Physicians often switch patients with atopic dermatitis to Opzelura (ruxolitinib) cream when other treatments donot control the disease, according to a poster presented at the 2024 annual meeting of the American Academy of Dermatology in San Diego.

Developed by Incyte Corp., Opzelura is a topical nonsteroidal that was approved in September 2021 to treat patients 12 years and older with mild-to-moderate atopic dermatitis in September 2021. It is a selective JAK1/JAK2 inhibitor. It was also approved in July 2022 for patients 12 years and older with vitiligo.

The wholesale acquisition cost of Opzelura is $2,045 per tube. Eligible patients with commercial coverage for Opzelura may pay as little as $0 per tube. Patients whose coverage does not include the drug can pay $35 per prescription, but must go to participating pharmacies.

Opzelura generated net revenue of $338 million in 2023, up 162% from 2022. Company officials said this was driven by strong demand in atopic dermatitis and the launch in vitiligo

Lawrence F. Eichenfield, M.D.

Lawrence F. Eichenfield, M.D.

Investigators wanted to assess physicians’ reported real-world experience with Opzelura in patients with atopic dermatitis. Led by Lawrence F. Eichenfield, M.D., professor of clinical dermatology at the University of California, San Diego, researchers assessed data from the Adelphi AD Disease Specific Programme, a cross-sectional survey of physicians in the United States. The survey was conducted between August 2022 and March 2023, and physicians provided data from medical records.

Of the 149 patients identified who were treated with Opzelura for atopic dermatitis, 36 patients switched from another therapy. In the survey, 33.3% of physicians indicated they made the switch because of a lack of efficacy of the previous therapy, and 30.6% indicated that a lack of disease control with previous therapy was the reason for the switch to Opzelura. Additionally, 27.8% said patients requested the change. After patients switched to Opzelura, most achieved improved disease and 62.7% had achieved improvement based on the Investigator’s Global Assessment.

"This study shows the usefulness of ruxolitinib cream as monotherapy in AD [atopic deramtitis], and we know that in practice, we may be using it in regimens of care along with other topical or systemic agents, working to maintain disease control in this chronic and heterogenous disease," Eichenfield said.

In a separate poster presentation, researchers found that within six months after starting Opzelura, there was a decrease in the use of other treatments for atopic dermatitis. In this story, researchers conducted a retrospective analysis of claims data from the Healthcare Integrated Research Database.

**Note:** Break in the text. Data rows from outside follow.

PR #930, opened 2019-05-05
doc: add a little warning for <param ... multiple="true">

bernt-matthias:
I stumbled over this multiple times... 

Wondering what happens if the user selects multiple collections in such an input field

### DIFF
--- a/docs/_writing_collections.rst
+++ b/docs/_writing_collections.rst
@@ -10,8 +10,8 @@ types - ``list`` and ``paired``.
 * A **list** is a collection of datasets (or other collections) where
   each element has an ``identifier``. Unlike Galaxy dataset names which are
   transformed throughout complex analyses - the ``identifier`` is generally
-  perserved and can be used for concepts such as ``sample`` name that one wants to
-  perserve in the earlier mapping steps of a workflow and use it
+  preserved and can be used for concepts such as ``sample`` name that one wants to
+  preserve in the earlier mapping steps of a workflow and use it
   during reduction steps and reporting later.
 
 * The **paired** collection type is much simpler and more specific to sequencing
@@ -29,7 +29,7 @@ dataset having a list idenifier, each pair of datasets does.
 Consuming Collections
 -------------------------------
 
-Many Galaxy tools can be used without modification in conjuction with collections.
+Many Galaxy tools can be used without modification in conjunction with collections.
 Galaxy users can take a collection and `map over` any tool that
 consumes individual datasets. For instance, early in typical bioinformatics
 workflows you may have steps that filter raw data, convert to standard
@@ -48,7 +48,7 @@ identifier and index for the output entries match those of the supplied input.
 If a tool's functionality can be applied to individual files in isolation, the
 implicit mapping described above should be sufficient and no knowledge of collections
 by tools should be needed. However, tools may need to process multiple
-files at once - in this case explict collection consumption is required. This
+files at once - in this case explicit collection consumption is required. This
 document outlines three cases:
 
  * consuming pairs of datasets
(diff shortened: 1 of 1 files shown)


docs/_writing_collections.rst
```diff
@@ -125,13 +125,17 @@ Processing Lists (Reductions)
...
+``list`` but whenever possible, it might actually be better to not explicitly
 consume lists as a tool author. Parameters of type ``data`` can include a
 ``multiple="True"`` attribute to allow many datasets to be selected
 simultaneously. While the default UI will then have Galaxy users pick
-individual datsets, they can choose a collections as the tool can
+individual datasets, they can choose a collections as the tool can
 process both. This has the benefit of allowing tools to
 process either individual datasets or collections.
+A noteworthy difference is that if ``multiple="True"`` is used the elements of
+the collection are passed to the tool as (python) list, i.e., it is not
```
nsoranzo:
```suggestion
the collection are passed to the tool as a (Python) list, i.e. it is not
```

docs/_writing_collections.rst
```diff
@@ -125,13 +125,20 @@ Processing Lists (Reductions)
...
 consume lists as a tool author. Parameters of type ``data`` can include a
 ``multiple="True"`` attribute to allow many datasets to be selected
 simultaneously. While the default UI will then have Galaxy users pick
-individual datsets, they can choose a collections as the tool can
+individual datasets, they can choose a collections as the tool can
 process both. This has the benefit of allowing tools to
 process either individual datasets or collections.
+A noteworthy difference is that if ``multiple="True"`` is used the elements of
+the collection are passed to the tool as a (Python) list, i.e. it is not
+possible
```
nsoranzo:
```suggestion
possible:
```

docs/_writing_collections.rst
```diff
@@ -125,13 +125,20 @@ Processing Lists (Reductions)
...
+
+- to find out if a collection was passed, 
+- to access properties of the collection (name,...), or
+- to write tests that pass collections to the parameter (which would allow to name the elements explicitly)
```
nsoranzo:
```suggestion
- to write tests that pass a collection to the parameter (which would allow to name the elements explicitly).
```

docs/_writing_collections.rst
```diff
@@ -125,13 +125,22 @@ Processing Lists (Reductions)
...
 process either individual datasets or collections.
+A noteworthy difference is that if ``multiple="True"`` is used the elements of
+the collection are passed to the tool as a (Python) list, i.e. it is not
+possible:
+
+- to find out if a collection was passed, 
+- to access properties of the collection (name,...), or
+- to write tests that pass a collection to the parameter (which would allow to name the elements explicitly).
+
+Another drawback is that the `${on_string}` of the label contains the list of data sets in the collection (which can be confusing, since these data sets are in most cases hidden) and not the name of the collection.
```
nsoranzo: That's probably something which we may want to fix?

docs/_writing_collections.rst
```diff
@@ -125,13 +125,22 @@ Processing Lists (Reductions)
 -------------------------------
 
 The ``data_collection`` parameter type can specify a ``collection_type`` or
-``list`` but whenever possible, it is actually better to not explicitly
+``list`` but whenever possible, it might actually be better to not explicitly
```
jmchilton: This represented an IUC recommendation... I think I agree with the language changes here - but I was always more pro-collection inputs then everyone else. So I'm nervous about making this less of a recommendation.

bernt-matthias: Agreed. I changed the wording to "it is recommended".

docs/_writing_collections.rst
```diff
@@ -125,13 +125,22 @@ Processing Lists (Reductions)
...
+``list`` but whenever possible, it is recommended to not explicitly
 consume lists as a tool author. Parameters of type ``data`` can include a
 ``multiple="True"`` attribute to allow many datasets to be selected
 simultaneously. While the default UI will then have Galaxy users pick
-individual datsets, they can choose a collections as the tool can
-process both. This has the benefit of allowing tools to
+individual datasets, they can choose a collections as the tool can
+process both. This has the benefit of allowing tools to 
 process either individual datasets or collections.
+A noteworthy difference is that if a parameter of type ``data`` wth ``multiple="True"`` is used the elements of
```
nsoranzo:
```suggestion
A noteworthy difference is that if a parameter of type ``data`` with ``multiple="true"`` is used, the elements of
```

jmchilton:
Thanks so much!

A total of 1,581 patients with atopic dermatitis were included in the analysis. In the six-month follow-up period, 72% of these patients did not receive another treatment for atopic dermatitis after initiation with Opzelura. Additionally, the use of corticosteroids decreased from 20.9% of patients to 15.5% in the follow-up period. Of the 298 patients who had previously received biologics to treat their atopic dermatitis before starting Opzelura, 52 did not continue with the biologic. Among those who had never used a biologic, 90% did not initiate biologic treatment during the six month after starting Opzelura.

"These findings suggest that ruxolitinib cream may reduce the need for other AD medications, such as topical and oral steroids and injectable biologics, in this patient population," said Jinan Liu, senior director of health economics and outcomes tesearch at Incyte.

Opzelura is also being studied in children 2 to 12 years of age with atopic dermatitis. A phase 3 study in this patient population met its primary endpoint. Fifty-six percent (56.5%) of patients treated with Opzelura cream 1.5% and 36.6% treated with Opzelura cream 0.75% achieved success at week eight compared with 10.8% of patients treated with vehicle. Success was determined by the Investigator’s Global Assessment Treatment Success score.

Additionally, 67.2% of patients treated with Opzelura cream 1.5% and 51.5% treated with Opzelura 0.75% at week eight compared with vehicle on the Eczema Area and Severity Index (EASI75) score.

These data were shared at the European Academy of Dermatology and Venereology Congress 2023.